4. The world isn’t ending. Although I’d do it all over again if I had to without an ounce of regret, I sometimes felt as if I was missing out on life. I thought life was passing me by but in reality, I couldn’t have been living life more to the fullest. Sure, this meant that my friends could go out and enjoy themselves more often than I could. There were many events and career opportunities that slipped by, jobs lost and relationships damaged. But that’s only because I didn’t see that it was my job, my duty and my honor to be a caregiver. Our society doesn’t always see caregiving as a natural life obligation. You certainly wouldn’t tell a parent that they’re missing out on life, because parenthood is life. So is caregiving. Caregivers don’t need pity. They need support and understanding. If you’re caregiving, own it and be proud, knowing that it’s just a phase in life.
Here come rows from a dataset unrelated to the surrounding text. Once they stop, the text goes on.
PR #2232, opened 2021-01-15
Warn Checks Should Not Block Error Checks

Br4nd0R:
# Changes
* `PreflightFlowCallback.post_flow` now saves all results for a given step to the results of the PreflightResult or Job.

## Outstanding
- [x] Figure out front-end logic for displaying pre-flight results when more than one is present. Should we only show one based on precedence (i.e. errors first, then warnings), or should we display all results at the same time.
- [x] Need to find other potential places where changing the structure of `PreflightResult.results` will break things.
- [x] Need to decide whether to alter the current format of how `Job.results` are captured (i.e. have a potential list of error associated with a given step num) or if the `ErrorWarningCountMixin` should process counting errors differently between `Jobs` and `PreflightResult`s. Or maybe the mixin need to be dissolved if the format of results is going to differ between the two objects. Question: Is it possible for a single step to have more than one exception? If not, then we likely want to dissolve the mixing and update each model accordingly.

## QA Scenarios Checked
- [x] When warning check is triggered it _does not_ block subsequent error checks from being triggered.
Sample Preflight Check:
```
[{"when": "'.star-wars.' not in org_config.instance_url", "action": "warn", "message": "star-wars is not in org_config.instance_url."}, {"when": "'.trogdor.' not in org_config.instance_url", "action": "error", "message": "Trogdor must burninate the org_config.instance_url"}]
```
- [x] When only warnings are present on preflight results, they are displayed by `<PlanDetail>`.
- [x] When only errors are present on preflight results, they are displayed by `<PlanDetail>`.
- [x] When both warnings _and_ errors are present on preflight results, only errors are displayed by `<PlanDetail>`.
- [x] When step-level warnings are present they trigger the `<PreflightWarningModal>` to be shown by the `<ctaButton>`.
- [x] When only plan-level warnings are present, no `<PreflightWarningModal>` is presented to the user. (i.e. they are displayed to the user in `<PlanDetail>`
- [x] Successful full install of EDA
- [x] Ensured that active steps display correctly in the `StepTable`


src/js/components/jobs/shareModal.tsx
```diff
@@ -83,17 +83,20 @@ class ShareModal extends React.Component<WrappedProps> {
...
-            result.status === CONSTANTS.RESULT_STATUS.ERROR &&
-            result.message
-          ) {
-            const step = plan.steps.find((s) => s.id === id);
-            if (step) {
-              stepError = result.message;
-              stepName = step.name;
-              break;
+        // will return the last error present in the list
+        // of results for a given step
```
davisagli, line 87: Looks like it's actually returning the first error

src/js/components/plans/detail.tsx
```diff
@@ -216,8 +216,14 @@ class PlanDetail extends React.Component<Props, State> {
     }
     for (const step of plan.steps) {
       const { id } = step;
-      const result = preflight?.results?.[id];
-      if (!result || result.status !== RESULT_STATUS.HIDE) {
+      const results = preflight?.results?.[id];
+      if (results) {
+        for (const result of results) {
+          if (!result || result.status !== RESULT_STATUS.HIDE) {
+            steps.push(step);
```
davisagli, line 223: Won't this add a step to the list multiple times if it has multiple non-HIDE results?

src/js/components/plans/detail.tsx
```diff
@@ -235,12 +241,14 @@ class PlanDetail extends React.Component<Props, State> {
...
-      if (result) {
-        hidden = result.status === RESULT_STATUS.HIDE ? result : null;
-        skipped = result.status === RESULT_STATUS.SKIP ? result : null;
-        optional = result.status === RESULT_STATUS.OPTIONAL ? result : null;
+      if (results) {
+        for (const result of results) {
+          hidden = result.status === RESULT_STATUS.HIDE ? result : null;
+          skipped = result.status === RESULT_STATUS.SKIP ? result : null;
+          optional = result.status === RESULT_STATUS.OPTIONAL ? result : null;
+        }
```
davisagli, line 251: This is overwriting these flags on each iteration over the results. Instead I think we want to _collect_ them. i.e. `hidden` should be true if any result was HIDE, `skipped` should be true if any result was SKIP, etc

src/js/components/plans/stepsTable/index.tsx
```diff
@@ -88,16 +88,27 @@ class StepsTable extends React.Component<Props, State> {
...
+  isActiveStep = (stepId: string, job: Job) => {
+    if (job.results[stepId]) {
+      for (const result of job.results[stepId]) {
+        if (!result.status) {
+          return true;
+        }
+      }
+    }
+    return false;
+  };
```
davisagli, line 110: I think you've changed the logic here in a way that doesn't make sense. The point was to find the first step that doesn't have any results yet. But this will find the first step that has results where one of the results doesn't have a status (is that even possible?) Probably worth QA to make sure that wherever this is used is getting the right step.

src/js/components/plans/stepsTable/index.tsx
```diff
@@ -109,15 +120,27 @@ class StepsTable extends React.Component<Props, State> {
...
+  stepHasLogs = (stepId: string, job: Job) => {
+    if (job.results[stepId]) {
+      for (const result of job.results[stepId]) {
+        if (result.logs) {
+          return true;
+        }
+      }
+    }
+    return false;
+  };
```
davisagli, line 142: Since this is the main job, not the preflight, I think you can safely assume that there will be either 0 results or 1. So you could just check job.results[stepId][0].logs rather than looping

src/js/components/plans/stepsTable/installDataCell.tsx
```diff
@@ -180,11 +182,13 @@ class PreflightCell extends React.Component<DataCellProps> {
...
-    const result = preflight?.results?.[id];
+    const results = preflight?.results?.[id];
     let skipped, optional, content;
-    if (result) {
-      skipped = result.status === RESULT_STATUS.SKIP ? result : null;
-      optional = result.status === RESULT_STATUS.OPTIONAL ? result : null;
+    if (results) {
+      for (const result of results) {
+        skipped = result.status === RESULT_STATUS.SKIP ? result : null;
+        optional = result.status === RESULT_STATUS.OPTIONAL ? result : null;
```
davisagli, line 190: Again, I think we want to collect values from multiple results here, not overwrite with the values based on the last result.

src/js/components/plans/stepsTable/requiredDataCell.tsx
```diff
@@ -24,11 +24,13 @@ const RequiredDataCell = (props: DataCellProps) => {
...
-  const result = preflight?.results?.[id];
+  const results = preflight?.results?.[id];
   let skipped, optional;
-  if (result) {
-    skipped = result.status === RESULT_STATUS.SKIP ? result : null;
-    optional = result.status === RESULT_STATUS.OPTIONAL ? result : null;
+  if (results) {
+    for (const result of results) {
+      skipped = result.status === RESULT_STATUS.SKIP ? result : null;
+      optional = result.status === RESULT_STATUS.OPTIONAL ? result : null;
```
davisagli, line 32: Ditto

src/js/store/plans/reducer.ts
```diff
@@ -33,16 +33,18 @@ export type StepResult = {
   message?: string;
   logs?: string;
 };
-export type PreflightErrors = {
-  [key: string]: StepResult;
+
+export type JobErrors = {
+  [key: string]: StepResult[];
 };
```
davisagli, line 39: Maybe this type should be called PlanResults, since it's used for both Jobs and Preflights, and a single result might express a status other than error

test/js/components/plans/preflightResults.test.js
```diff
@@ -101,7 +101,7 @@ describe('<PreflightResults />', () => {
   describe('completed preflight with errors and warnings', () => {
     test('displays error/warning messages', () => {
       const { getByText } = setup();
-
+      // TODO: Only errors should be displayed
```
davisagli, line 104: todo

davisagli (changes requested):
Good work -- overall looks good, but I have questions about a few details

src/js/components/plans/stepsTable/index.tsx
Br4nd0R: @davisagli - I agree something is off here, but isn't the original logic similar? The `if` check will be true when either:
(1) There are no results for the step yet (and `?.` will return undefined)
(2) There are results but a `status` is not present (i.e. the only "results" are the logs set by the `ResultSpoolLogger`.

If I make the function return `true` if there are no results for a step, then it looks like the "in progress" step is one ahead of where it should be. Put another way, the step that has logs currently being output is not shown as the "in progress" step. So I'm guessing this is why the function was originally checking for the presence of `status`, as it seems to be set by `JobFlowCallback.post_task()`.

Br4nd0R: Ok I think I got it working :)

src/js/components/plans/detail.tsx
Br4nd0R: @davisagli - Do we know if it's safe to assume that there will ever only be one result with a "status" value? I'm trying to determine wether or not `hidden`, `skipped`, and `optional` need to be lists of results or if it will suffice to just use the first results found with a given status.

davisagli: @Br4nd0R A step with multiple preflight checks can have multiple results, each with its own status. e.g. [{"status": "skip", "message": "Skipped because X"}, {"status": "hide"}]. The goal here is to end up with a boolean for hidden, skipped, and optional indicating whether any of the results had that status.

So I think something like this would do it, no loop needed:
```
const results = preflight?.results?.[id] || [];
const hidden = results.some(result => result.status === RESULT_STATUS.HIDE);
const skipped = results.some(result => result.status === RESULT_STATUS.SKIP);
const optional = results.some(result => result.status === RESULT_STATUS.OPTIONAL);
```

src/js/components/plans/stepsTable/index.tsx
davisagli: Makes sense. I forgot about the logs when I wrote this comment.

davisagli:
@Br4nd0R there are a few Python tests for ResultSpoolLogger that need to be adjusted

src/js/components/plans/detail.tsx
Br4nd0R: `installDataCell.tsx` will need to have an actual `result` object captured. It later references `skipped?.label` to pass a label to the `<Checkbox>` component. Would you want me to aggregate all "messages" from results with a status of "skip" and pass that to the `<Checkbox>` component? Should we expect multiple "skip" results for a single step?

davisagli: @Br4nd0R ah ok, I kinda thought it must be something like that but I wasn't spotting where the `skipped` result object was used. It's theoretically possible that there could be multiple checks which each set a status of `skip` with a different message -- but it's enough of an edge case that I'm fine calling that out of scope for this particular change and only show the first one.

davisagli:
@Br4nd0R super close but frontend coverage is no longer at 100%

davisagli (approved):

5. It’s all in the details. I could repeat so many clichés about living life with a positive attitude: “when life hands you lemons, make lemonade.” But it’s true. When I was caregiving, I took time for self-care in the minutest details that most of us take for granted. I relished little moments in my day like putting on a favorite scented lotion before bed, watching I Love Lucy reruns with a bowl of popcorn, buying flowers to brighten up the home every week, wearing a nice sundress at home instead of drab sweatpants and t-shirts. Long conversations with friends on the phone were a treat. Caregiving is overwhelming but don’t let it literally overwhelm you. More often than not, I’d slack on self-care. “What’s one more thing going to help?” But believe me, all these tiny gestures add up throughout the day. If you’re caregiving, think of all the little ways you can add joy to your life, as in another motivational saying: “Happy people aren’t those who have everything, but those who are happy with everything they have.”
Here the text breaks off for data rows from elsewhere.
PR #2257, opened 2021-01-21
Only use the generic Install {product} {version} label when the default value ends with a number

davisagli:
This fixes it so that we use this label in the same cases where the metadeploy_publish task generates it. Before, a label like "Install foo" would be left alone by metadeploy_publish, but MetaDeploy would still convert it to "Install {product} {version}" and look for a translation that doesn't exist.

### DIFF
--- a/metadeploy/adminapi/translations.py
+++ b/metadeploy/adminapi/translations.py
@@ -1,4 +1,5 @@
 import logging
+import re
 
 from django.conf import settings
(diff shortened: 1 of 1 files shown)


shibinkunnath (approved):
Thanks David. Looks good to me.

Br4nd0R (approved):
LGTM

6. Caregiving is spring-cleaning time. By putting the hold button on my personal and career life, I had a chance to focus on other aspects of my life that needed work. One of them was seriously evaluating all the toxic relationships in my life and moving forward. Think of caregiving time as a gift to work on any aspect of your life that may need to evolve. So, you see, my life really never was “on hold,” it only felt that way. My only duty was caregiving and so, in fact, I had the opportunity to reflect on who and what was actually in my best interest and in the service of a life filled with love and peace, not anger and resentment. Yes, while emotions run high during caregiving, it’s possible to see that as a blessing and a huge benefit.
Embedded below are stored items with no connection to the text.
PR #2341, opened 2021-02-12
Gracefully handle ip restriction errors when logging in

Br4nd0R:
# Changes
* MetaDeploy now has `custom_500_view` which has default messages for both generic 500 errors as well as when MetaDeploy detects that IP Login Ranges are in place for a user. The message displayed for IP Login Range errors can be overridden by setting the `IP_RESTRICTED_MESSAGE` config variable in Heroku.

### DIFF
--- a/metadeploy/tests/views.py
+++ b/metadeploy/tests/views.py
@@ -46,10 +46,10 @@ def test_custom_500_view__ip_restricted_error(render):
         )
     except OAuth2Error:
         allow_list = "0.0.0.1, 0.0.0.2, 0.0.0.3"
-        with mock.patch("metadeploy.views.IPS_TO_ALLOWLIST", allow_list):
+        with mock.patch("metadeploy.views.IP_RESTRICTED_MESSAGE", allow_list):
             factory = RequestFactory()
             request = factory.get("/accounts/salesforce/login/callback/")
             request.user = AnonymousUser()
             custom_500_view(request)
 
-    assert allow_list in render.call_args[1]["context"]["JS_CONTEXT"]["error_message"]
+    assert allow_list == render.call_args[1]["context"]["JS_CONTEXT"]["error_message"]
--- a/metadeploy/tests/views.py
+++ b/metadeploy/tests/views.py
@@ -1,3 +1,4 @@
+import os
 import pytest
 from unittest import mock
 
@@ -45,12 +46,11 @@ def test_custom_500_view__ip_restricted_error(render):
             'Error retrieving access token: b\'{"error":"invalid_grant","error_description":"ip restricted"}\''
         )
     except OAuth2Error:
-        factory = RequestFactory()
-        request = factory.get("/accounts/salesforce/login/callback/")
-        request.user = AnonymousUser()
-        custom_500_view(request)
+        test_ips = "0.0.0.1, 0.0.0.2, 0.0.0.3"
+        with mock.patch.dict(os.environ, {"IPS_TO_WHITELIST": test_ips}):
+            factory = RequestFactory()
+            request = factory.get("/accounts/salesforce/login/callback/")
+            request.user = AnonymousUser()
+            custom_500_view(request)
 
-    assert (
-        "We've detected that your org has ip login recstrictions in place."
-        in render.call_args[1]["context"]["JS_CONTEXT"]["error_message"]
-    )
+    assert test_ips in render.call_args[1]["context"]["JS_CONTEXT"]["error_message"]
--- a/metadeploy/tests/views.py
+++ b/metadeploy/tests/views.py
@@ -1,16 +1,18 @@
+import pytest
 from unittest import mock
 
-import pytest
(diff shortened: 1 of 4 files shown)


metadeploy/tests/views.py
```diff
@@ -1,16 +1,18 @@
...
 
-from ..views import custom_permission_denied_view
+from ..views import custom_permission_denied_view, custom_500_view
 
 
 @pytest.mark.django_db
 @mock.patch("metadeploy.views.render")
 def test_custom_permission_denied_view__sf_permissions(render):
-    request = RequestFactory()
+    request = RequestFactory().get("path")
```
davisagli, line 15: What's this for?

metadeploy/views.py
```diff
@@ -1,16 +1,38 @@
...
     )
+
+
+def custom_500_view(request):
+    message = GENERIC_ERROR_MSG
+    error_type, value, traceback = sys.exc_info()
+
+    if "ip restricted" in value.args[0]:
+        message = (
+            "We've detected that your org has ip login recstrictions in place. "
```
davisagli, line 29: typo

davisagli: I think the actual name of the feature is Login IP Ranges https://developer.salesforce.com/docs/atlas.en-us.securityImplGuide.meta/securityImplGuide/users_profiles_epui_login_ip_ranges_edit.htm

davisagli: Also it'd be more accurate to say user rather than org. Login IP Ranges are added to a profile, and different users can have different profiles

metadeploy/views.py
```diff
@@ -1,16 +1,38 @@
...
+            "Please whitelist the IP addresses listed in the plan's description."
```
davisagli, line 30: What if they haven't been added to the plan description? I'm not sure we can provide generic instructions for how to resolve this for all instances of metadeploy.

metadeploy/views.py
```diff
@@ -1,16 +1,38 @@
...
     return render(
         request,
         "index.html",
         context={"JS_CONTEXT": {"error_message": message}},
         status=403,
     )
+
+
+def custom_500_view(request):
+    message = GENERIC_ERROR_MSG
```
davisagli, line 24: Have you confirmed that the actual error message still gets logged? I suspect it does, but we don't want the nicer error view to get in the way of us being able to look up what happened, so worth double checking.

davisagli (changes requested):

metadeploy/tests/views.py
Br4nd0R: RequestFactory() returns a factory object, not an actual request. So these tests weren't setup properly by me in the first place.

metadeploy/views.py
Br4nd0R: fixed with a new setting so we can list IPs to whitelist in a config var.

metadeploy/views.py
Br4nd0R: Confirmed that the error message raised is still found in the app logs (along with the stacktrace).

metadeploy/tests/views.py
davisagli: Oh yeah, I see.

metadeploy/views.py
davisagli: @Br4nd0R oh, that's a good idea. But we should only include the sentence that references IPS_TO_WHITELIST if it has actually been configured.

davisagli: @Br4nd0R and it should be allowlist, not whitelist

Br4nd0R: @davisagli - Are you saying the at the message should say, "Please allowlist the IP addressess..." or that the `IPS_TO_WHITELIST` var should be `IPS_TO_ALLOWLIST`?

davisagli: @Br4nd0R we should not use "whitelist" anywhere; it's non-inclusive language.

I think the message should say "Unable to access this org because your user has IP Login Ranges that block access." and if IPS_TO_ALLOWLIST is set, add "Please ensure that the following IP addresses are included in the IP Login Ranges for your user's Profile:"

metadeploy/views.py
```diff
@@ -1,16 +1,45 @@
...
+    value = sys.exc_info()[1]
+
+    if "ip restricted" in value.args[0]:
+        message = IP_RESTRICTED_MSG
+        if IPS_TO_ALLOWLIST:
+            message += (
+                " Please ensure that the following IP addresses are "
+                f"included in the IP Login Ranges for you user's Profile: {IPS_TO_ALLOWLIST}"
+            )
```
davisagli, line 38: @Br4nd0R Now I'm thinking we should make the entire IP_RESTRICTED_MSG configurable in a setting (and take out IPS_TO_ALLOWLIST). It'll keep things flexible if a particular instance wants to use different wording. Default would be "Unable to access this org because your user has IP Login Ranges that block access." like you have above.

davisagli (approved):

As I ring in the new year, I feel stronger in spirit and happier than ever. I encourage anyone who is caregiving to adopt a positive outlook on their important role in life. I often shrugged off positive thinking with an “easier said than done” attitude. As I’m coming out of caregiving, life has changed for better to “there’s no challenge I can’t face” attitude. Caregiving makes you stronger and give you the opportunity to be the kindest and most compassionate person you could be. In the end, it’s all about the love you share and that’s all that really matters.
— Maria de los Angeles is an award-winning writer based in Miami who became a caregiver to her parents in 2008. Since then, she has been a passionate advocate for eldercare and caregiver issues.